I would like to share some of the first photos I have purchased from this shoot (yes, the shoot was this past weekend and Kelly already gave us the photos - I'm telling you this woman is amazing!).

We'll start with our 2010 babies - 5 colts:






















This last little fella is only 2 weeks old (remember the two foals born just 5 hours apart?). We thought he was too tiny to do a whole body clip and razoring so he just got the head/neck clip and wetted down - still a beautiful boy though isn't he?






Then we have an overseas client who is intereseted in the full sister to the one she purchased last year - she's burning up the showring over there with Champion titles. So, to surprise her - we snuck in this fabulous Bonus filly and I do believe she's definitely hooked LOL Sarah-Jane of Dandy Farms in England is truly the most wonderful and talented lady!
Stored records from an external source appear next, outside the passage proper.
PR #467, opened 2016-12-06
Remove rsvp lib, use native promises only

dmitrizagidulin:


dmitrizagidulin:
Tagging @dan-f / @nicola for review.

dan-f:
:+1:

Issue #422, opened 2016-07-29
Create directory on system without decoding encoded values in Slug 


csarven:
Perhaps the title can be better with less assumptions as to what may be happening. Here is the code that I've used:

``` js
var options = {};
var url = 'https://example.org/';
var contentType = 'text/turtle';
var links = '<http://www.w3.org/ns/ldp#Container>; rel="type"';
var slug = encodeURIComponent('http://csarven.ca/foo');
var data = '';

var http = new XMLHttpRequest();
http.open('POST', url);
http.setRequestHeader('Content-Type', contentType);
http.setRequestHeader('Link', links);
if (slug && slug.length > 0) {
    http.setRequestHeader('Slug', slug);
}
if (!options.noCredentials) {
    http.withCredentials = true;
}
http.onreadystatechange = function() {
    if (this.readyState == this.DONE) {
        console.log(this);
    }
};
http.send(data);
```

Response has `Location: /http%3A%2F%2Fcsarven.ca%2Ffoo`.

What's physically created on the system is directory `http:` with subdirectory `csarven.ca` with file `foo`

Expected directory: `http%3A%2F%2Fcsarven.ca%2Ffoo`

This should be analogous to `mkdir "http%3A%2F%2Fcsarven.ca%2Ffoo"`

csarven:
Oh there is more:

If I create directory `http%3A%2F%2Fcsarven.ca%2Ffoo` manually on the server, and then later POST to that directory, the POST goes through (i.e., it creates say resource `https://example.org/http%3A%2F%2Fcsarven.ca%2Ffoo/bar`. However, when I GET that container (`http://example.org/http%3A%2F%2Fcsarven.ca%2Ffoo`), it has `ldp:contains <http://example.org/bar>`. Expected: `ldp:contains <http://example.org/http%3A%2F%2Fcsarven.ca%2Ffoo/bar>`

dmitrizagidulin:
Thanks, Sarven, that's helpful.

dmitrizagidulin:
Fixed in PR #469, closing.

PR #469, opened 2016-12-07
Fix handling/url-encoding of container names

dmitrizagidulin:
Fixes issue #422.

Currently, if you `POST` to `/` with a slug of `http://csarven.ca/foo` (to create a directory with that name), it succeeds with a response `Location` header of `/http%3A%2F%2Fcsarven.ca%2Ffoo`.
But what is physically created on the system is directory `http:` with subdirectory `csarven.ca` with file `foo`. Even if you uri-encode the slug before `POST`ing, the same thing happens, because the current behavior is to url-decode the slug for some reason, on the server.

The fixed behavior is now:

```js
      let containerName = 'https://example.com/page'
      let expectedDirName = '/post-tests/https%3A%2F%2Fexample.com%2Fpage/'
      server.post('/post-tests/')
        .set('slug', containerName)
        .set('content-type', 'text/turtle')
        .set('link', '<http://www.w3.org/ns/ldp#BasicContainer>; rel="type"')
        .expect(201)
      // Now response.headers.location === expectedDirName, and that directory is created.
```
Similarly, retrieval of the created container works:

```js
      let containerUrl = '/post-tests/https%3A%2F%2Fexample.com%2Fpage/'
      server.get(containerUrl)
        .expect('content-type', /text\/turtle/)
        .expect(200, done)
```

### DIFF
--- a/test/http.js
+++ b/test/http.js
@@ -13,6 +13,7 @@ var ldpServer = ldnode.createServer({
   root: path.join(__dirname, '/resources')
 })
 var server = supertest(ldpServer)
+var assert = require('chai').assert
 
 /**
  * Creates a new test basic container via an LDP POST
@@ -534,7 +535,7 @@ describe('HTTP APIs', function () {
           if (err) return done(err)
           var stats = fs.statSync(path.join(__dirname, '/resources/post-tests/loans/'))
           if (!stats.isDirectory()) {
-            return done(new Error('Cannot read file just created'))
+            return done(new Error('Cannot read container just created'))
           }
           done()
         })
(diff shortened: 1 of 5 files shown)


dmitrizagidulin:
Tagging @dan-f / @nicola for review.

test/http.js
```diff
@@ -544,6 +545,36 @@ describe('HTTP APIs', function () {
...
+            let createdDir = fs.statSync(path.join(__dirname, 'resources', expectedDirName))
+            assert(createdDir.isDirectory(), 'Container should have been created')
+          } catch (err) {
+            return done(err)
+          }
+          done()
+        })
+    })
+
+    it('should be able to access new url-named container', (done) => {
```
dan-f: Do we not clean up after every single test? I would have expected these two tests to be the same test, and for the resource `/post-tests/https%3A%2F%2Fexample.com%2Fpage/` *not* to exist in the scope of other tests in this describe block.

dmitrizagidulin:
Heads up, @csarven - PR https://github.com/solid/node-solid-server/pull/471 is going to change the policy of URLs as container names, when it gets merged. New procedure: uri-encode the Slug header before creating your inbox container.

This little girl is headed her way:






We did 4 stallions and the two I purchased first are because I never saw them fitted up ever! 

*CONTINUED BELOW NEXT POST AS I ALWAYS GET AN ERROR FOR GOING OVER! ........LOL*


----------



## WhiteTailsMinis (Jun 18, 2010)

Bonus our Buckeroo and L&D Scout grandson has YEARLING photos on our website - - we've never seen him fitted up so I purchased his photo first. He had his first foal crop for us in 2009 and we're thrilled with all his babies!

This is the sire of the '09 filly in England burning up the show circuit:

 






 

Our EXTREME MAKE-OVER would be our BTU son. I was just mesmerized with his transformation. We bought him as a yearling - never saw him fitted up either - he is overweight but the transformation still gives us goosebumps. His photos on our website certainly need to be replaced with these! LOL He produced his first foals for us this year. Here's Bailey all dolled up:

 






 

Then, lastly we added the two yearling colts - both of them sired by Bonus and half brother to the England filly. Hopefully these photos will get them some attention finally LOL:

 











 

Kelly will be getting all the new photos on our website - but I just couldn't wait to show them off - we're still so very excited! Thank you Kelly and Katie for an extremely wonderful weekend.

 

_*I came back to edit thinking I should probably mention that these photos are not doctored or chopped or shopped whatever the term is. These horses look the same right now days later standing in the pasture - they just don't have shiny muzzles anymore as we wiped all that off. They are still beautiful out there even with their sunscreen all over them. LOL*_

_* *_

Thanks to Mary and Patty for joining us with your horses - I know you are as pleased with your photos!

 

Thanks for looking - - -


----------



## Watcheye (Jun 18, 2010)

I just love photography!! Id love to see ALL of the pictures taken!



Very nice minis!


----------



## Allure Ranch (Jun 18, 2010)

_Sounds like it was a very successful weekend for you guys.... The photos look great and I wish you the best of luck with placing your little ones._


----------



## AnnaC (Jun 18, 2010)

WOW!! Fantastic photos of beautiful horses








Sarah-Jane is going to be a very happy lady - again!!

Anna


----------



## ThreeCFarm (Jun 18, 2010)

After all that effort, I hope your colt sales really pick up, LOL! That sounds like a LOT of HARD work!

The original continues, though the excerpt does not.